Television is a medium of telecommunication that is used to transmit and receive moving sound and images (Kelly 2011). The device is capable of transmitting images that are black and white in colour or at times, it can transmit them in three dimensions. Understanding the message from television is very easy because it involves watching and internalising the meaning of information since television programs cover various things, which are understood from different perspectives. However, researchers have reported that a narrow understanding of television has contributed to a lack of attentiveness to sound.
As human beings, we blame our inability to concentrate and understand television fully from distractions resulting from many platforms, such as news feeds and tweets. As a result, we end up bemoaning our scattered understanding, which results in lack of paying attention to sound (Sándor 27). Unless people aspire to be attentive, the society will never focus more on what sound focuses on. If fact, anecdotal evidence shows that the number of individuals who are searching for methods of increasing their attention to sound has decreased dramatically within the last few years, despite the fact that narrow understanding contributes to attention which is just a single facet of our attentiveness. Mastering and understanding of television message means being the commander of mind, although many people lack this trait which leads to deliberate rotation of mind thereby causing lack of attentiveness to sound.
(b). Does an attentiveness to sound help draw our attention to aspects of television practice that typically go unconsidered?
What individuals decide to give attention to or to ignore shapes the existence of reality since the focus is perceived as reality.

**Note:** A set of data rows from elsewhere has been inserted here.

PR #847, opened 2023-03-06
feat: add more comprehensive native sqlite3 read only, add minimum compile time SQLITE_VERSION_NUMBER check

mruddy:
this pr adds a more comprehensive capability to determine if the database was opened read-only.

there are a few ways that the current read only logic misses cases where the database was actually opened in read only mode.
one example is when the file permissions do not allow writing, but do allow reading. the file will be opened in read only mode even though the config requested non-read-only mode. there are some other cases dealing with uri filenames too.

this new more comprehensive checking is done by `sqlite3_db_readonly` which has been in sqlite since 2012-03-20 (3.7.11) according to https://www.sqlite.org/changes.html (Version 3.7.16 and later according to sqlite3.c version 3.41.0). while trying to determine if this change would require a newer version of sqlite than had been previously, i found that the current minimum sqlite version needed before making this change is 2021-11-27 (3.37.0) (due to the use of `sqlite3_changes64`) (Version 3.36.1 and later according to sqlite3.c version 3.41.0). so, i made an update in NativeDB.c to document these findings.

in order to keep this pr manageable, it does not use this new read only checking capability. these changes will be proposed in a future pr.


src/main/java/org/sqlite/core/DB.java
```diff
@@ -80,6 +80,16 @@ public SQLiteConfig getConfig() {
...
 
+    /**
+     * Determines whether the database named databaseName of this connection is read-only.
+     *
+     * @param databaseName name of the database to inquire about (may be null)
+     * @throws SQLException if the connection is already closed
+     * @see <a href="https://www.sqlite.org/c3ref/db_readonly.html">https://www.sqlite.org/c3ref/db_readonly.html</a>
+     *      <a href="https://www.sqlite.org/c3ref/open.html">https://www.sqlite.org/c3ref/open.html</a>
+     */
+    public abstract boolean isReadOnly(final String databaseName) throws SQLException;
```
gotson, line 91: what 's the point of passing the database name ? is that to handle attached databases?

returning a boolean doesn't handle the case where the provided db name is not available on the connection:

> The sqlite3_db_readonly(D,N) interface returns 1 if the database N of connection D is read-only, 0 if it is read/write, or -1 if N is not the name of a database on connection D.

src/test/java/org/sqlite/ConnectionTest.java
```diff
@@ -50,13 +50,16 @@ public void executeUpdateOnClosedDB() throws SQLException {
...
-    public void readOnly() throws SQLException {
-
+    public void readOnly() throws SQLException, IOException {
         // set read only mode
         SQLiteConfig config = new SQLiteConfig();
         config.setReadOnly(true);
 
         try (Connection conn = DriverManager.getConnection("jdbc:sqlite:", config.toProperties())) {
+            assertThat(((SQLiteConnection) conn).getDatabase().isReadOnly("main")).isTrue();
+            assertThat(((SQLiteConnection) conn).getDatabase().isReadOnly(null)).isTrue();
```
gotson, line 60: what does that mean exactly ? what would be the `null` database, and why is it readonly ?

src/test/java/org/sqlite/ConnectionTest.java
```diff
@@ -50,13 +50,16 @@ public void executeUpdateOnClosedDB() throws SQLException {
...
+            assertThat(((SQLiteConnection) conn).getDatabase().isReadOnly("temp")).isFalse();
+            assertThat(((SQLiteConnection) conn).getDatabase().isReadOnly("false")).isFalse();
```
gotson, line 62: what is this `"false"` database ?

src/main/java/org/sqlite/core/DB.java
mruddy: yes, to allow for checking against attached databases. there's a bit of a disconnect between the traditional concept of a connection (that only connects to a single database) and sqlite's implementation of a connection as a collection of traditional connections.

the native method does allow for differentiating all the conditions. `isReadOnly` abstracts away the case of the not found database into "well, it's not read only". this main user of this method will be the implementer of Connection.isReadOnly, and their only great option is to pass "main" (which always exists in sqlite), so pushing a more than boolean result back up to that caller doesn't provide much value that i can see. i could return an enum out of this isReadOnly, but i don't see that actually being useful, especially when we could add another method to specifically test whether a database is found on the connection just by calling is_read_only and checking for -1.

gotson:
> in order to keep this pr manageable, it does not use this new read only checking capability. these changes will be proposed in a future pr.

that confused me, i would prefer to have all the changes at once so it's easier to understand and keep track of.

src/main/java/org/sqlite/core/DB.java
gotson: I feel like the DB implementation should mirror what the sqlite function returns, then we can abstract what we want to return in user land. We may want to throw an exception if a named database doesn't exist on a connection for instance.

As for `java.sql.Connection#isReadOnly`, which is not yet in this PR (and should be IMO), it probably should consider all the attached databases in order to say whether the connection is read only or not, don't you think?

src/test/java/org/sqlite/ConnectionTest.java
gotson: does that mean calling `sqlite3_db_readonly` with `null` will return `1` ?

src/test/java/org/sqlite/ConnectionTest.java
gotson: > but "false" made sense too since the result should be "false".

i feel this is confusing, a more explicit string would be best

src/main/java/org/sqlite/core/DB.java
mruddy: that seems like a slippery slope into using exceptions for flow control. referring to conventional wisdom: "Item 69: Use exceptions only for exceptional conditions" in [effective java 3rd ed](https://github.com/GunterMueller/Books-3/raw/master/Effective%20Java%20(3rd%20Edition).pdf)

`A class with a "state-dependent" method that can be invoked only under certain unpredictable conditions should generally have a separate "state-testing" method indicating whether it is appropriate to invoke the state-dependent method.`

with that in mind, how about we add an abstract method to DB.java and then implement it in NativeDB.java like this:
```
    @Override
    public boolean hasDatabase(final String databaseName) throws SQLException {
        return this.is_read_only(databaseName) != -1;
    }
```
with this, a caller can check and determine if the database is available on the connection.

it's just a matter of style. if you'd rather, i can make DB.isReadOnly return an enum with the 3 states of readonly, not readonly, and not found. maybe you prefer this as it avoids one native call. i could go either way as long as we don't venture into using exceptions for flow control.

regarding `java.sql.Connection#isReadOnly`, i don't think we should consider all databases available on the connection by default. some databases can be read/write while others are read-only. the temp database, and memory databases, i think, are always read-write, so we could not do an AND between all databases.
we could return that we are read-only if any of the databases are read-only.
maybe we make a SQLiteConfig option to let people choose how to determine if the connection is considered read-only. that's probably the best way to avoid tripping some people up. we'd default to basing the decision on only the "main" database, like it does now.

for reference, we can get a list of databases currently on the connection with:
`pragma database_list;` or `select * from pragma_database_list;`

src/test/java/org/sqlite/ConnectionTest.java
mruddy: yep, it can, if the main database is read-only. i made sure to hit this case in the tests.

src/test/java/org/sqlite/ConnectionTest.java
mruddy: ok, i'll update this name when i make any other changes that we decide on in sibling comments.

mruddy:
> that confused me, i would prefer to have all the changes at once so it's easier to understand and keep track of.

the patch gets large quickly because it starts messing with some things that were added by https://github.com/xerial/sqlite-jdbc/pull/782/files. i'd really like to get this patch in before i put up the other changes.

src/main/java/org/sqlite/core/DB.java
gotson: I am not saying we should use exceptions for control flow, just that exposing more information in the DB function seems like a good idea.

> i don't think we should consider all databases available on the connection by default. some databases can be read/write while others are read-only

Exactly. But JDBC doesn't care about how many DBs are on the connection, it needs to know whether it is read only or not.

> so we could not do an AND between all databases.
> we could return that we are read-only if any of the databases are read-only

the end result is the same. If any DB on the connection is read only, it should return `true`

> maybe we make a SQLiteConfig option to let people choose how to determine if the connection is considered read-only

I am not in favor of that. JDBC always needs some interpretation anyway, depending on the underlying database.



> we'd default to basing the decision on only the "main" database, like it does now.

at the moment we only check the configuration AFAIK, and it would apply to attached DB too IIUC.

src/test/java/org/sqlite/ConnectionTest.java
gotson: i would probably have added a check on the parameter being non-null though. Doesn't make any sense to try with `null`, as it has no semantic meaning.

mruddy: i can add that. i had a null check initially until i was testing and realized that null meant the "first" database to sqlite3, which is also always the "main" database as far as i can tell.

gotson: well it depends what is the meaning in the sqlite function, if it is a synonym for "main", or if it is something else

src/main/java/org/sqlite/core/DB.java
mruddy: > I am not in favor of that. JDBC always needs some interpretation anyway, depending on the underlying database.

what i'm advancing is letting the user choose the interpretation by telling the driver via a config option sent into the java.sql.Connection. so, there'd be a config option that java.sql.Connection.isReadOnly uses to determine if it should return true based on a) only the read-only status of the "main" database, or b) the read-only status of any database. i'm excluding the possibility of the result being determined by the status of all databases because when you add a temp database, or a memory database, i'm pretty sure that you'd be locking into never being able to return read-only.

i'm trying to support people that connect initially to a read-write main database and then attach to another read-only database. i can think of valid uses of this sequence of events.

src/test/java/org/sqlite/ConnectionTest.java
mruddy: if we pass in null, sqlite returns the read-only status of the database at index 0 -- the first database, which as far as i can tell always means the "main" database. in effect, i think it is a synonym for "main". that's why i was like, well it doesn't hurt anything to pass in null, and it's less code. it's sloppy/lazy on the caller's part to pass in null, and i prefer being explicit with the database name, so i can add the null check back. can i throw a NullPointerException, or IllegalArgumentException? :-)

src/main/java/org/sqlite/core/DB.java
gotson: i don't think we need that kind of knob tbh

src/test/java/org/sqlite/ConnectionTest.java
gotson: i am ok with passing null if the underlying sqlite function accepts it and has a meaning for it. We need to put that in the function's comment though, so we we know why we didn't guard about null in the first place

mruddy: ah, ok, i made that comment on `is_read_only`, i can copy the description to the other method's comment too

mruddy:
that PR was about transactions and read only mode. for example, the funkiness in `JDBC3Connection.tryEnforceTransactionMode` is what pushed me to start working on this whole series of updates.

src/main/java/org/sqlite/core/DB.java
mruddy: i was thinking of a scenario where someone had a read+write main database. then they attach to a read-only database in the same connection that contains info that they use to make updates to the main database. it's possible that people have existing code doing that, and it wouldn't be crazy. to open the attached database in read only mode, i believe all that has to be done is to make the file read-only with file permissions (or maybe even just mount the filesystem containing the second database as read-only).

so, the existing code would consider the connection read-write, but if we start considering the connection read-only if any one database is read-only, then it would then become read-only, which would be a breaking change. therefore, i think we'd default to the old way of considering the connection read-only depending on only the status of the main database. then we could give people the knob that allows them to tell the SQLiteConnection.isReadOnly implementation whether to consider the connection read-only if any of the additional databases are read-only.

mruddy: just pushed up a commit that returns the database status as an enum to match the native call.

src/test/java/org/sqlite/ConnectionTest.java
mruddy: updated with a new commit

src/test/java/org/sqlite/ConnectionTest.java
mruddy: handled by new commit

mruddy:
not sure if this pr has any traction, so to not waste a lot of time, i put together a rough draft commit dcc31b3a2c351019809109f719bcd909eae05a56 to demonstrate using the new functionality to redo read only and transaction mode handling.

gotson:
> not sure if this pr has any traction

to be frank i don't understand anything you are doing in this PR. It started as exposing `sqlite3_db_readonly`, and now you are ripping off the whole read only transaction feature, which as i mentioned in my previous comment is not related to the database being read only.

Unless you manage to clarify what you are trying to achieve, i will reject this PR.

mruddy:
ok, so #432 and #782 tried to solve the problem of not being able to call `setReadOnly` to change the read only status of a connection object.
one of the insights that those changes brought was the fact that the `query_only` pragma could be used.
i'm building on this insight by making the read only determination more comprehensive via use of the new native function.
without my changes, there are overlooked cases where created connections wind up being read only even though the user did not specify to open the connection as read-only (for example, when the file has only read file system permissions, or is on a filesystem that is mounted read only).

#432 and #782 also introduced the insight that *transactions* that upgrade from read-only to write mode are problematic for ORM tools because of `SQLITE_BUSY` errors. the insight is that if you're going to do only reads, then deferred mode is preferable because you maximize concurrency. if you're going to do writes, then immediate mode is preferable because you either wait (and fail on busy timeout) to start a transaction and are then guaranteed that you won't get `SQLITE_BUSY` errors, or fail right up front. i agree with using immediate mode transactions when there will be writes, but it also has concurrency effects to keep in mind. this is where read-only and transaction modes become intertwined. they really are very closely related in sqlite. but also, there's another transaction mode, exclusive, so we should still allow users to have control and the ability to use it.

i'm not trying to do away with those insights, i'm trying to implement them in a more transaction friendly and api compliant manner.
the implementation of `tryEnforceTransactionMode` is clunky and has some sharp edges. the idea of changing transaction modes after a transaction has started is funky to me. the jdbc api is structured to handle that before starting a transaction.

i'm proposing that we can make the read-only logic more comprehensive, catch more problems early, and also integrate the transaction mode handling in a way that fits better with the jdbc api spec.

i was trying to do this via a series of commits that would incrementally transform, and be understandable in their own right, so as to not overwhelm with a large PR that has a ton of changes.

the commits that i have pushed up so far are not quite complete yet because i wanted to get feedback on if the user configurable options should be implemented (look in the changes for TODO comments).

i think that the configuration options are useful for different users. some users will use the jdbc+driver api's directly and some will use an orm tool. the configuration options are likely more useful for the orm tool users.

gotson:
the 2 PRs you mention have nothing to do with the database or connection being read only, they only address the need for the ORM to avoid SQLITE_BUSY.

Sqlite works differently than other databases, and doesn't always fit in the JDBC APIs.

mruddy:
umm, yes they both very much do. one example from each can be found in method `checkTransactionMode` for #432 and `tryEnforceTransactionMode` for #782. or just search the diff for `query_only`. or you could search the diff for `readOnly`.
it seems like we might not be getting anywhere here.

mruddy:
closing for now. if anybody needs these changes to workaround bugs, you can grab them in the diff. i may also begin to maintain a public fork, but am not doing so right now.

Of course, everyone pay attention to distinct types of sound, meaning that people have a diverse concept of reality. Attentiveness to sound explains why several witnesses in an account of sound crime could end up presenting varied information because people train their focus lens on diverse things and framing these shots of reality is not easy. Research has shown that attention is the capacity to focus on particular thoughts or stimuli while ignoring others and this shapes how people experience and perceive the surrounding world (Harper 2009).
When people engage the mind in wandering on meaning of sound, the brain employs the same region, which is utilized when individuals try to exercise attention. Therefore, even if they are not giving the task or work at hand the focus, people end up paying attention to the distracting practices of television. As such, we ought to improve our rate of critical thinking because attention to sound does not only allow us to read and also digest television information, but also assists in wrangling and analysing it. Whether the mind wander skews positive or negative depends largely in subset of our temperament and therefore, an attentiveness to sound help people to draw their attention to aspects of television practice that typically go unconsidered.
Two key problems for sound studies are the questions of noise and silence. What are the traditional ways of understanding these concepts?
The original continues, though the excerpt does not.